The task —
A full, exact copy of the records below is the required answer.

☆ ☆ ☆

PR #147, opened 2022-05-10
downgrade certinfo errors/warnings to debug (SOFTWARE-4980)

edquist:
@brianhlin per discussion this morning as a first step for SOFTWARE-4980 we want to eliminate the certinfo error and warning messages.

I wasn't sure if it would be best to remove them entirely, so I've just downgraded them to debug-level messages.

Let me know if you'd like to handle this differently.

### DIFF
--- a/common/gratia/common/certinfo.py
+++ b/common/gratia/common/certinfo.py
@@ -184,9 +184,9 @@ def readCertInfoLog(localJobId):
                     else:
                         res['FQAN'] = None
                     res['VO'] = None
-                    DebugPrint(0, 'Warning: found valid certinfo file for '+str(localJobId)+' in the log files: ' + pattern + ' with ' + str(res))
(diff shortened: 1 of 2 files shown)


brianhlin:
When we're troubleshooting, we generally tell people to set the DebugLevel to 5, don't we? I'd rather not have these messages polluting our troubleshooting session so I'd rather remove them outright

edquist:
Alright, i've updated the PR to comment these out instead.  Effectively they are removed, but i'm leaving in the comments to help make sense of the surrounding certinfo code for when we rip all that out too.

brianhlin:
Fine by me. Could you add a comment explaining why we're commenting them out with a reference to the Jira ticket?

edquist:
Sure thing; added.

brianhlin (approved):
LGTM

PR #148, opened 2022-05-16
Replace AuthToken with routed job attrs (SOFTWARE-5185)

edquist:
Per SOFTWARE-5185, the AuthToken* attributes we used for VO info in the
htcondor-ce probe don't exist in the routed job for non-condor batch
systems.  And, even worse, these may have entirely different values for
condor batch systems (a different token can be used to authN to the local
schedd).

In HTCONDOR-1071, htcondor-ce config is added to copy the pre-routed
job's AuthToken* attrs to orig_AuthToken* attrs in the routed job.

Thus, SOFTWARE-5185 calls for replacing the AuthToken* references in the
htcondor-ce probe with orig_AuthToken*.  In order to make this
probe-specific, I add a probe_name check, as the condor-ap and
htcondor-ce probes share the same probe code.

Note also that AuthToken* references exist in common/condor_ce.py,
in certinfo code (which seems to be unimportant at this point, since
it's going away), but also in CheckAndExtendUserIdentity from
common/xml_utils.py, to fill in missing vo info for jobs by querying the
htcondor-ce directly.  Do these need to get the "orig_" prefix also?
(Always? Just when running the htcondor-ce probe?  Never?)

...

It _seems_ to me that for the condor_ce.py code we just need to update the attr names in the condor_ce_q query, which is made against routed jobs - and that being the case i always query the `orig_`-prefixed names (not just in the htcondor-ce probe case).

### DIFF
--- a/common/gratia/common/condor_ce.py
+++ b/common/gratia/common/condor_ce.py
@@ -304,8 +304,8 @@ condor_ce_q -const 'RoutedJob =?= true && GridJobId =!= UNDEFINED \
     -format 'x509UserProxyVOName=%s\t' x509UserProxyVOName \
     -format 'x509UserProxyFirstFQAN=%s\t' x509UserProxyFirstFQAN \
     -format 'x509userproxysubject=%s\t' x509userproxysubject \
-    -format 'AuthTokenIssuer=%s\t' AuthTokenIssuer \
-    -format 'AuthTokenSubject=%s\t' AuthTokenSubject \
+    -format 'AuthTokenIssuer=%s\t' orig_AuthTokenIssuer \
+    -format 'AuthTokenSubject=%s\t' orig_AuthTokenSubject \
     -format 'GridJobId=%s' GridJobId \
     -format '\n' junk \
 """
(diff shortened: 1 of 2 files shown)


brianhlin (approved):
> Thus, SOFTWARE-5185 calls for replacing the AuthToken* references in the
htcondor-ce probe with orig_AuthToken*. In order to make this
probe-specific, I add a probe_name check, as the condor-ap and
htcondor-ce probes share the same probe code.

This is fine, though I don't think that the `AuthToken*` attrs will have any semantic meaning for the `condor-ap` probe, at least not yet.

> Note also that AuthToken* references exist in common/condor_ce.py,
in certinfo code (which seems to be unimportant at this point, since
it's going away), but also in CheckAndExtendUserIdentity from
common/xml_utils.py, to fill in missing vo info for jobs by querying the
htcondor-ce directly. Do these need to get the "orig_" prefix also?
(Always? Just when running the htcondor-ce probe? Never?)

I say we change all of the references, just in case. I don't recall what `CheckAndExtendUserIdentity` hooks into but we certainly only added the `AuthToken*` attrs as a replacement for the `x509userproxy*` attrs for extracting VO data.

Otherwise, LGTM, pre-approving

edquist:
> I don't think that the `AuthToken*` attrs will have any semantic meaning for the `condor-ap` probe, at least not yet.

If that's the case, i can remove the conditionalization and always use the `orig_AuthToken*` names, regardless of the `probe_name` (that is, keep it for condor-ap).

> I say we change all of the references, just in case

Okie doke.

PR #150, opened 2022-05-27
fix wrongful tuple concatenation (SOFTWARE-5199)

edquist:
responseString is a str, never made sense to add a tuple to it.

this dates back over 15 years, to 17d8465b, where presumably a comma was accidentally used instead of a plus.  apparently it didn't get seen much, as it only gets tripped on send failure.


brianhlin (approved):
LGTM

PR #152, opened 2022-06-22
Add back services subpackage to 2.x (SOFTWARE-5236) 

edquist:
Still required by the storage probes


brianhlin (approved):
Hrm, an interesting probe. Looks reasonable to me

☆ ☆ ☆

Exercise solution —
PR #147, opened 2022-05-10
downgrade certinfo errors/warnings to debug (SOFTWARE-4980)

edquist:
@brianhlin per discussion this morning as a first step for SOFTWARE-4980 we want to eliminate the certinfo error and warning messages.

I wasn't sure if it would be best to remove them entirely, so I've just downgraded them to debug-level messages.

Let me know if you'd like to handle this differently.

### DIFF
--- a/common/gratia/common/certinfo.py
+++ b/common/gratia/common/certinfo.py
@@ -184,9 +184,9 @@ def readCertInfoLog(localJobId):
                     else:
                         res['FQAN'] = None
                     res['VO'] = None
-                    DebugPrint(0, 'Warning: found valid certinfo file for '+str(localJobId)+' in the log files: ' + pattern + ' with ' + str(res))
(diff shortened: 1 of 2 files shown)


brianhlin:
When we're troubleshooting, we generally tell people to set the DebugLevel to 5, don't we? I'd rather not have these messages polluting our troubleshooting session so I'd rather remove them outright

edquist:
Alright, i've updated the PR to comment these out instead.  Effectively they are removed, but i'm leaving in the comments to help make sense of the surrounding certinfo code for when we rip all that out too.

brianhlin:
Fine by me. Could you add a comment explaining why we're commenting them out with a reference to the Jira ticket?

edquist:
Sure thing; added.

brianhlin (approved):
LGTM

PR #148, opened 2022-05-16
Replace AuthToken with routed job attrs (SOFTWARE-5185)

edquist:
Per SOFTWARE-5185, the AuthToken* attributes we used for VO info in the
htcondor-ce probe don't exist in the routed job for non-condor batch
systems.  And, even worse, these may have entirely different values for
condor batch systems (a different token can be used to authN to the local
schedd).

In HTCONDOR-1071, htcondor-ce config is added to copy the pre-routed
job's AuthToken* attrs to orig_AuthToken* attrs in the routed job.

Thus, SOFTWARE-5185 calls for replacing the AuthToken* references in the
htcondor-ce probe with orig_AuthToken*.  In order to make this
probe-specific, I add a probe_name check, as the condor-ap and
htcondor-ce probes share the same probe code.

Note also that AuthToken* references exist in common/condor_ce.py,
in certinfo code (which seems to be unimportant at this point, since
it's going away), but also in CheckAndExtendUserIdentity from
common/xml_utils.py, to fill in missing vo info for jobs by querying the
htcondor-ce directly.  Do these need to get the "orig_" prefix also?
(Always? Just when running the htcondor-ce probe?  Never?)

...

It _seems_ to me that for the condor_ce.py code we just need to update the attr names in the condor_ce_q query, which is made against routed jobs - and that being the case i always query the `orig_`-prefixed names (not just in the htcondor-ce probe case).

### DIFF
--- a/common/gratia/common/condor_ce.py
+++ b/common/gratia/common/condor_ce.py
@@ -304,8 +304,8 @@ condor_ce_q -const 'RoutedJob =?= true && GridJobId =!= UNDEFINED \
     -format 'x509UserProxyVOName=%s\t' x509UserProxyVOName \
     -format 'x509UserProxyFirstFQAN=%s\t' x509UserProxyFirstFQAN \
     -format 'x509userproxysubject=%s\t' x509userproxysubject \
-    -format 'AuthTokenIssuer=%s\t' AuthTokenIssuer \
-    -format 'AuthTokenSubject=%s\t' AuthTokenSubject \
+    -format 'AuthTokenIssuer=%s\t' orig_AuthTokenIssuer \
+    -format 'AuthTokenSubject=%s\t' orig_AuthTokenSubject \
     -format 'GridJobId=%s' GridJobId \
     -format '\n' junk \
 """
(diff shortened: 1 of 2 files shown)


brianhlin (approved):
> Thus, SOFTWARE-5185 calls for replacing the AuthToken* references in the
htcondor-ce probe with orig_AuthToken*. In order to make this
probe-specific, I add a probe_name check, as the condor-ap and
htcondor-ce probes share the same probe code.

This is fine, though I don't think that the `AuthToken*` attrs will have any semantic meaning for the `condor-ap` probe, at least not yet.

> Note also that AuthToken* references exist in common/condor_ce.py,
in certinfo code (which seems to be unimportant at this point, since
it's going away), but also in CheckAndExtendUserIdentity from
common/xml_utils.py, to fill in missing vo info for jobs by querying the
htcondor-ce directly. Do these need to get the "orig_" prefix also?
(Always? Just when running the htcondor-ce probe? Never?)

I say we change all of the references, just in case. I don't recall what `CheckAndExtendUserIdentity` hooks into but we certainly only added the `AuthToken*` attrs as a replacement for the `x509userproxy*` attrs for extracting VO data.

Otherwise, LGTM, pre-approving

edquist:
> I don't think that the `AuthToken*` attrs will have any semantic meaning for the `condor-ap` probe, at least not yet.

If that's the case, i can remove the conditionalization and always use the `orig_AuthToken*` names, regardless of the `probe_name` (that is, keep it for condor-ap).

> I say we change all of the references, just in case

Okie doke.

PR #150, opened 2022-05-27
fix wrongful tuple concatenation (SOFTWARE-5199)

edquist:
responseString is a str, never made sense to add a tuple to it.

this dates back over 15 years, to 17d8465b, where presumably a comma was accidentally used instead of a plus.  apparently it didn't get seen much, as it only gets tripped on send failure.


brianhlin (approved):
LGTM

PR #152, opened 2022-06-22
Add back services subpackage to 2.x (SOFTWARE-5236) 

edquist:
Still required by the storage probes


brianhlin (approved):
Hrm, an interesting probe. Looks reasonable to me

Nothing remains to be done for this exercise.